Voilà quelques petites rengaines qui reviennent inlassablement quand on exerce le métier de psychologue et qu’en plus, on est parent.
« Toi qui es psy, ton enfant ne fait jamais de colères j’imagine ! »
« Quoi ? Tu fais une dépression du post-partum ? Mais t’es psy ! »
« Oui enfin toi, en tant que psy, tu sais gérer tes émotions ! »
Il y a ce mythe tenace, selon lequel nous occuper de la santé mentale des autres nous protégerait de toute souffrance psychique personnelle, voire de toute difficulté dans nos relations aux autres et notamment à nos enfants.
Or, il est temps de décortiquer ce mythe et de dire la vérité : les psychologues peuvent souffrir de dépression, les psychologues se disputent avec leurs enfants, et les psychologues sont légitimes dans ces difficultés !
Un psy en dépression ! Mais comment est-ce possible ?
Avant toute chose, il faut avoir conscience que la dépression est une pathologie émanant d’une convergence de multiples facteurs. Ces facteurs sont :
- internes : comme l’histoire personnelle du psychologue, son estime de lui-même, ses croyances envers lui-même, ses traumatismes, ses deuils, ses styles de comportements…
- biologiques : la survenue d’une dépression engendre des perturbations dans la régulation de certaines substances chimiques dans le cerveau (les neuromédiateurs)

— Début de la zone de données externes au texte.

PR #7067, opened 2022-09-06
Missing conditional on ServiceMonitor

### LINKED ISSUE #7066: Helm ServiceMonitoring cannot be disabled
**Describe the bug**

In the `3.0.0` helm chart, the monitoring resource `ServiceMonitor` is created by default. Not all Kubernetes clusters use the `monitoring.coreos.com/v1` API and so the resource fails to install. 

The helm `values.yaml` does contain `monitoring.serviceMonitor.enabled` so I assume this conditional was missed off within the ServiceMonitoring resource. 

**To Reproduce**
Install the helm chart with the default values to a cluster without `monitoring.coreos.com/v1` API

**Expected behavior**
You should be able to disable the need to install `ServiceMonitor` when it's not applicable 

PR Incoming shortly

adamstrawson:

Affects the Loki Helm chart

The ServiceMonitor resource was missing a conditional for the `enabled` flag, as per the other monitoring resources.

Fixes #7066

**Checklist**
- [ ] Documentation added
- [ ] Tests updated

### DIFF
--- a/production/helm/loki/templates/monitoring/servicemonitor.yaml
+++ b/production/helm/loki/templates/monitoring/servicemonitor.yaml
@@ -1,5 +1,6 @@
----
+{{- if .Values.monitoring.serviceMonitor.enabled }}
 {{- with .Values.monitoring.serviceMonitor }}
+---
 apiVersion: monitoring.coreos.com/v1
 kind: ServiceMonitor
 metadata:
@@ -53,4 +54,5 @@ spec:
       tlsConfig:
         {{- toYaml . | nindent 8 }}
       {{- end }}
+{{- end }}
 {{- end }}
--- a/production/helm/loki/templates/monitoring/servicemonitor.yaml
+++ b/production/helm/loki/templates/monitoring/servicemonitor.yaml
@@ -1,5 +1,5 @@
-{{- if .Values.monitoring.serviceMonitor.enabled }}
 {{- with .Values.monitoring.serviceMonitor }}
+{{- if .enabled }}
 ---
 apiVersion: monitoring.coreos.com/v1
 kind: ServiceMonitor


production/helm/loki/templates/monitoring/servicemonitor.yaml
```diff
@@ -1,5 +1,6 @@
----
+{{- if .Values.monitoring.serviceMonitor.enabled }}
```
trevorwhitney, line 1: nit: if we move that down a line, we can just say `{{ if .enabled }}` which might read a tad nicer, wdyt?

trevorwhitney (approved):
one small nit and please bump the chart version as well, thanks for the fix!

- externes : par exemple la surcharge de travail, le style de société dans laquelle il vit, une séparation avec un(e)conjoint(e), des difficultés financières, un lieu de vie dégradé, le tempérament inné de l’enfant ou ses éventuels troubles…
Bref, ces facteurs sont très nombreux et bien souvent, le psychologue n’a pas le contrôle sur ceux-ci, comme tout être humain.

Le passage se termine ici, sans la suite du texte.